Вся штука в том, что если кто-то и задает интересные вопросы о телевидении времен fin-de-siècle, то это американское искусство, конкретно – некоторые течения современной американской литературы: «Что именно мы так сильно ненавидим в современной телевизионной культуре? Почему мы так в нее вовлечены, если так сильно ее ненавидим? Какие последствия может повлечь за собой подобная постоянная, добровольная вовлеченность в медиум, который мы ненавидим?» Но, как ни странно, телевидение само задает эти вопросы и само же на них отвечает. Это еще одна причина, почему критика ТВ в большинстве своем выглядит такой пустотелой. Телевидению удалось стать своим собственным самым успешным и богатым аналитиком.

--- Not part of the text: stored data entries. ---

PR #2469, opened 2021-04-29
section authority provider

maqi:
replaces https://github.com/maidsafe/sn_routing/pull/2393

TODO: move section_key into SectionAuthorityProvider
as discussed, this will be left over to the upcoming PR


src/event.rs
```diff
@@ -33,6 +33,17 @@ pub enum NodeElderChange {
     None,
 }
 
+/// Bound name of elders and section_key, section_prefix info together.
+#[derive(Debug, Clone, PartialEq)]
```
dirvine, line 37: This is a `SectionAuthorityProvider` here. So this struct can go along with SectionInfo AFAIK

PR #2485, opened 2021-05-06
WIP: refactor(AE): remove voting on AE messages

Yoga07:


src/routing/lazy_messaging.rs
```diff
@@ -97,9 +103,9 @@ fn create_other_section_message(
     node: &Node,
     section: &Section,
     network: &Network,
+    variant: Variant,
     dst: DstLocation,
-    nonce: MessageHash,
-    // dst_key: Option<bls::PublicKey>,
+    // nonce: MessageHash,
 ) -> Result<Message> {
     let dst_knowledge = dst
```
maqi, line 110: better have `dst_knowledge` as an input parameter.
as now knowledge is updated individually. so our record only reflects the most advanced one.

src/routing/lazy_messaging.rs
```diff
@@ -97,9 +103,9 @@ fn create_other_section_message(
     node: &Node,
     section: &Section,
     network: &Network,
+    variant: Variant,
```
maqi, line 106: as mentioned above, I think we can retain the OtherSection, without introducing those new variants.

src/routing/lazy_messaging.rs
```diff
@@ -36,58 +35,65 @@ pub(crate) fn process(
...
-            //
-            // NOTE: the reason why we update the key only after receiving their `OtherSection` and
-            // not right here is to keep their key and their elders info in sync.
-            trace!("lazy messaging: src key unknown");
-            send_other_section = true;
+    if let Ok(src_chain) = msg.proof_chain() {
+        if let Some(key) = network.key_by_name(&src_name) {
+            match src_chain.cmp_by_position(src_chain.last_key(), key) {
+                Ordering::Greater => {
+                    trace!("Anti-Entropy: We do not know source's key, need to update ourselves");
```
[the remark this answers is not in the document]
dirvine: >send an OtherSection to the sender to notify it that we now get the knowledge updated to the newer key

Are you sure? We don't need to tell anyone we updated? We may resend a message that required us to be updated but we don't tell folk when we update.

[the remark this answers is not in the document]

Утром 5 мая 1990 года, пока я собирал информацию и издевался над издевательским тоном вышеупомянутых статей в «Таймс», по телику шла серия синдицированного «Сент-Элсвера», прорвавшаяся на бостонский телерынок воскресного утра, в остальном захваченный телепроповедниками, рекламой и стероидо-полиуретановыми «Американскими гладиаторами», – сериала самого по себе не без шарма, но явно не самого возбуждающего. Синдикация – это еще одно новое увлечение нашего общества не только потому, что большие кабельные каналы вроде WGN из Чикаго или TBS из Атланты поднялись с местного уровня вещания на национальный, но и потому, что синдикация полностью меняет творческую философию телевидения. Поскольку благодаря синдицированным сделкам (когда дистрибьютор получает и оплату за передачу, и процент рекламных слотов для своей собственной рекламы) создатели успешных телевизионных сериалов имеют по-настоящему неприличную прибыль, многие новые телепрограммы специально задуманы и проданы с учетом аудитории одновременно и прайм-тайма, и дальнейшей синдикации и теперь вдохновлены не мечтами о телеинституте десятисезонных-всеми-любимых-телешоу, таких как «МЭШ» и «Чирс!», а скромными тремя сезонами, в которые поместятся семьдесят восемь серий, необходимых для привлекательного синдицированного пакета. Кстати, я, как и миллионы других американцев, знаю всю эту техническую инсайдерскую информацию потому, что видел специальное трехсерийное шоу о синдикации в «Энтертейнмент тунайт», который сам по себе – первая «новостная» программа с национальной синдикацией и первая коммерческая информационная программа с такой популярностью, что телестанции стали за нее платить.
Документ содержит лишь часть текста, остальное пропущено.